What a surprise to see this topic! I was born into the krsna movement back in '77 and grew up completely isolated and immersed in it (my first name on my driver's license reads GovindaHari to this day). I was sent off to gurukul at age 5 and was trained up in various ashrams until a pilgrimage to India followed by a culture shock of public high school. I was in quite some darkness for years before coming to Christ. Praise God for showing me his truth in love!

I've always wondered if any of "my kind" ever became reformed Christians. All of my family remains spiritually blind. Today is a blessed day for me to know that the Lord has sown graciously amongst this pagan and idolatrous people. 

Mayflower, if you or anyone else would like to discuss the krsnas or experiences with, please do not hesitate to pm me.


----------



## tdowns (Nov 5, 2005)

*Great topic*

Great idea for a topic, shows God's awesome working in our lives, and gives me great hope for the lost. I was never into organized religions, but I was into trying to go into astral body, new age, crystals etc.

God is good and merciful!


----------



## BrianBowman (Nov 5, 2005)

Does 9 years in an "easy-Believism" Dispensational Sect, that so venerates its Leader to the point of tacitly believing historically that his "anointing and office" is without censure or accoutablity, count? Is the "classical Dispensational" gospel really even "The Gospel" - because in it faith precedes regeneration and repentance is not necessary to "come to Christ", but only to grow in sanctification? Also the distinction of a "carnal Christian" (1 Cor 2:10-3:3, Hebrews 5:11-14, etc.) 

Check out www.carlstevens.org. Most of what is posted here has been verified by multiple witnesses who where there when these things occurred.

In fact, is so much of Modern Evangelicalism even Biblical Christianity - where God is not feared, and Christ's "Finished Work" and "the believer's positional truth" are taught over and against genuine conviction and holiness?

... had to come out of "sign off" PB status to get this in. It burdens me so!

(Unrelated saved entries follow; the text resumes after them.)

PR #370, opened 2021-03-22
Change CI API level from 29 to 30

jingtang10:


deepankarb:
Failed with a different error on API 30 (not OOM). I have triggered a re-run.

deepankarb (approved):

[Edited on 11-6-2005 by BrianBowman]


----------



## SmokingFlax (Nov 5, 2005)

This is difficult, and embarrassing even to this day to admit ...but shortly after I was converted I fell under the influence of Brother Stair (from Walterboro S.Carolina) the self proclaimed "Last Day Prophet of God."

I wasn't "in" a cult but I can't deny that his radio broadcasts adversely affected me. I simply couldn't, at the time, refute what he was saying...I just didn't have the tools and/or knowledge at that point -and I believe that it cost me in different ways.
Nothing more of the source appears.